Flume之常用选择器replicating selector

291 阅读1分钟

持续创作,加速成长!这是我参与「掘金日新计划 · 6 月更文挑战」的第1天,点击查看活动详情

 Flume中的选择器主要是用于决定source进入哪个channel中,主要有两种选择器:

replicating selector:将event复制到该source对应的所有channel中。

multiplexing selector:指定特定header的值进入某个channel。

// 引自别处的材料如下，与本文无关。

PR #5368, opened 2026-04-20
add: xdg-dekstop-portal file picker floating windowrule

justindotdevv:


dhh:
PRs without description or comment won't be considered.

如果没有指定选择器,默认使用replcating selector。

案例-replicating selector:

这里配置一个source,两个channel,两个sink。

  • 创建自定义conf文件
[root@hadoop01 test_conf]# pwd
/usr/local/wyh/apache-flume-1.8.0-bin/test_conf
[root@hadoop01 test_conf]# cat test-replicating-selector.conf
myagent.sources=mysource1
myagent.channels=mychannel1 mychannel2
myagent.sinks=mysink1 mysink2

myagent.sources.mysource1.type=syslogtcp
myagent.sources.mysource1.host=hadoop01
myagent.sources.mysource1.port=8888
myagent.sources.mysource1.selector.type=replicating

myagent.channels.mychannel1.type=memory
myagent.channels.mychannel2.type=memory

myagent.sinks.mysink1.type=hdfs
myagent.sinks.mysink1.hdfs.path=hdfs://hadoop01:8020/test_replicating_selector/
myagent.sinks.mysink1.hdfs.filePrefix=mysink1
myagent.sinks.mysink1.hdfs.fileSuffix=.log
myagent.sinks.mysink1.hdfs.writeFormat=Text
myagent.sinks.mysink1.hdfs.fileType=DataStream

myagent.sinks.mysink2.type=hdfs
myagent.sinks.mysink2.hdfs.path=hdfs://hadoop01:8020/test_replicating_selector/
myagent.sinks.mysink2.hdfs.filePrefix=mysink2
myagent.sinks.mysink2.hdfs.fileSuffix=.log
myagent.sinks.mysink2.hdfs.writeFormat=Text
myagent.sinks.mysink2.hdfs.fileType=DataStream

myagent.sources.mysource1.channels=mychannel1 mychannel2
myagent.sinks.mysink1.channel=mychannel1
myagent.sinks.mysink2.channel=mychannel2
  • 启动flume agent
[root@hadoop01 test_conf]# flume-ng agent -c /usr/local/wyh/apache-flume-1.8.0-bin/conf -f /usr/local/wyh/apache-flume-1.8.0-bin/test_conf/test-replicating-selector.conf -n myagent -Dflume.root.logger=INFO,console
  • 发送测试数据
[root@hadoop01 ~]# echo "Test Replicating" | nc hadoop01 8888
  • 验证数据

控制台中看到了分别来自于mysink1和mysink2的执行日志:

在HDFS目录树中也看到了两个数据文件:

 查看HDFS中写入的数据:

[root@hadoop01 ~]# hdfs dfs -cat /test_replicating_selector/mysink1.1652013959169.log
[root@hadoop01 ~]# hdfs dfs -cat /test_replicating_selector/mysink2.1652013959160.log

 这样就说明在使用replicating selector时,每条event都会被写入该source所配置的各个channel中。